Hungary’s Economy Ministry has confirmed that the government is working on new measures to further assist foreign currency mortgage debtors in repaying their debt early and at below-market rates. The intention has been first acknowledged by János Lázár, head of the governing Fidesz party’s parliamentary group. There is no final concept yet, but a number of ideas have been thrown on the table. They may extend the deadline of the final repayment, regulate interest rates but it was also raised as a possibility that a state intermediary institution will be set up to assist those opting for the repayment scheme.
The government is monitoring the problems that arise in connection with the repayment scheme and it is the duty of Parliament “to remedy these anomalies", government spokesman András Giró-Szász told journalists on Friday.
“The government will do its utmost to allow foreign currency debtors convert their debt to forint. The cabinet will decide on further solutions [...] in light of the take-up," the ministry told local news portal index.hu after it was asked what legal work is in progress to ease the rules on the lump sum repayment scheme.
Lázár has said several times over the past few days that the government wants to have as few foreign currency debtors in Hungary as possible by next spring - “one or two hundred thousand instead of 1.2 million." There is little chance of achieving this with the current regulations, despite the fact that, in theory, the law gives everyone who meet its prescribed conditions the opportunity to clear their outstanding debt.
Due to the legal framework no more than 735,000 FX debtors may participate in the early repayment programme (including those on the bed debtor list know as BAR list), even if borrowers that are not excluded by law all get forint loans. This way at least 265,000 FX debtors will remain, unless the government decides to extend the programme also on those who had taken out their loans at above CHF/HUF 180 and EUR/HUF 250
The number of those taking up the opportunity to clear their debt will not exceed 150,000-200,000 even according to the government’s own estimates and other forecasts. Economy Minister György Matolcsy wrote in a letter to his Austrian peer in September that the government expects only 10% (or 100,000) of the country’s foreign currency debtors to take advantage of the option to repay their outstanding debt an preferential exchange rates because the application and the repayment periods will be limited.

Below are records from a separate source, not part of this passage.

PR #544, opened 2022-06-07
app github: Build windows app without bash

illume:
## Bash, but also... not bash.

Before we were building the app on windows using bash.

- [x] We should support building the app on windows without bash. However, bugs keep creeping in because we only test making it with bash on CI.

## Testing done

This now works on windows with cmd (and make installed):
```bash
make app-win

# Also...
cd app
npm run copy-icons
npm run prod-deps
npm run copy-plugins
```

### DIFF
--- a/.github/workflows/app-artifacts-win.yml
+++ b/.github/workflows/app-artifacts-win.yml
@@ -27,8 +27,8 @@ jobs:
       with:
         args: install make
     - name: App Windows
+      shell: pwsh
       run: |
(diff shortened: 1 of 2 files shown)


illume:
Moving this item to be done in another PR: 

> The headlamp-plugin tests are only tested with bash on linux. This means we are not testing portable configurations to make sure headlamp-plugin works properly. (With windows and powershell for example).

joaquimrocha:
This seems to work fine now. Thanks.

PR #545, opened 2022-06-07
app: Kill Headlamp server process synchronously

joaquimrocha:
When the app is quitting, if we try to kill the Headlamp server
process asynchronously, there's a race condition which may end up in
the electron process being quit before the server kill instruction is
actually done. The result was that the Headlamp server would be left
running in Windows most of the times.

Testing done:
1. Launch the app, verify there's a headlamp-server process running
2. Quit the app: verify there's no headlamp-server process running


illume (approved):
👍 thanks

PR #547, opened 2022-06-08
Fix (again) + help quitting server

joaquimrocha:
I reflected more on the discussion about whether we should ask users to terminate running Headlamp server processes and remembered that any users of current Headlamp versions on Windows will hit this problem until they update to the new version.
So I started fixing this, working from Linux, and noticed that Linux was also leaving its headlamp-server processes running after the app quit. It also had an issue (we were killing the PID using its negative version, for killing a process group, but on Linux the process doesn't run detached, so there was an uncaught exception...)

Therefore, I worked again on making sure that we can start and finish the headlamp-server process from within the app without resorting to killing it by PID (since we do have a subprocess wrapper for it). This was not working because we were:
1. Running detached only on windows (so the negative kill in Linux was broken)
2. Running with a shell on non-windows, so killing the process would just kill the `sh -c` command (parent) and not the actual `headlamp-server`

Here is the dialog asking the user whether to kill ongoing processes:
confirmation dialog for quitting other headlamp servers

## Testing
I have tested running on both Linux and Windows. Not yet on Mac. It'd be also nice if someone tried it on Ubuntu as I believe it used to behave differently from Fedora.

- [x] Test on Ubuntu
- [X] Test on Windows
- [x] Test on Mac

Test 1:
1. Run `make run-backend` to have a running process
3. Launch the Headlamp app (or `cd app && npm run dev`) -> There should be a dialog asking to kill the process or quit
4. Try the "kill" option, the app should start after that
5. Repeat 2 and try the "quit" option, the app should quit

Test 2:
1. Run the app and quit it at slightly different times
2. Do this 10 times. There should be no dialogs or dangling headlamp-server processes

Test 3 (cannot kill):
1. Modify the app code where it checks whether the headlamp-server has been successfully killed (look for attempts and change it to 0)
2. Run the app -> The dialog should now say that it couldn't kill the process, and upon accepting it, it should quit the app.

Test 4:
1. Run headlamp-server as root
2. Then run the Headlamp app as a user -> It should show a dialog saying it couldn't kill the processes

cannot kill dialog

### DIFF
--- a/app/electron/main.ts
+++ b/app/electron/main.ts
@@ -1,7 +1,7 @@
-import { ChildProcessWithoutNullStreams, execSync, spawn } from 'child_process';
+import { ChildProcessWithoutNullStreams, spawn } from 'child_process';
 import { app, BrowserWindow, ipcMain, Menu, MenuItem, screen, shell } from 'electron';
-import { IpcMainEvent, MenuItemConstructorOptions } from 'electron/main';
 import log from 'electron-log';
+import { IpcMainEvent, MenuItemConstructorOptions } from 'electron/main';
 import fs from 'fs';
 import { i18n as I18n } from 'i18next';
 import open from 'open';
@@ -91,14 +91,6 @@ function quitServerProcess() {
 
   intentionalQuit = true;
   log.info('stopping server process...');
-  if (process.platform !== 'win32') {
-    // Negative pid because it should kill the whole group of processes:
-    //    https://azimi.me/2014/12/31/kill-child_process-node-js.html
-    process.kill(-serverProcess.pid);
-  } else if (process.platform === 'win32' && serverProcess) {
-    // Otherwise on Windows the process will stick around.
-    execSync('taskkill /pid ' + serverProcess.pid + ' /T /F');
-  }
 
   serverProcess.stdin.destroy();
   // @todo: should we try and end the process a bit more gracefully?
--- a/app/electron/main.ts
+++ b/app/electron/main.ts
@@ -363,7 +363,6 @@ function startElecron() {
         preload: `${__dirname}/preload.js`,
       },
     });
-    mainWindow.loadURL(startUrl);
 
     mainWindow.webContents.setWindowOpenHandler(({ url }) => {
       // allow all urls starting with app startUrl to open in electron
@@ -466,6 +465,9 @@ function startElecron() {
       serverProcess = startServer();
       attachServerEventHandlers(serverProcess);
     }
+
+    // Finally load the frontend
+    mainWindow.loadURL(startUrl);
   }
 
   if (disableGPU) {
--- a/app/electron/main.ts
+++ b/app/electron/main.ts
@@ -1,7 +1,8 @@
-import { ChildProcessWithoutNullStreams, spawn } from 'child_process';
-import { app, BrowserWindow, ipcMain, Menu, MenuItem, screen, shell } from 'electron';
-import log from 'electron-log';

The ministry told index.hu that the information received on the repayment programme are analysed and the points where obstacles are seen are identified.
The government’s commitment in this regard is attested also by an idea to set up a state intermediary institution that would accept the repayment claims of FX debtors so that they could register for the programme not only at their banks. Under this scenario the state would co-ordinate the discussions in the repayment scheme, by which it would help mute the banks’ objections.
A more drastic idea is that this institution would manage the conversion and collect the exchange rate difference from the banks.
No final decision is expected before the Sunday EU summit, which is set to continue next Wednesday. The crisis meetings may be an appropriate forum for Hungary to informally test the waters for further measures in this regard. It may also play a role in the timing that global investor sentiment might lighten up a bit by next week.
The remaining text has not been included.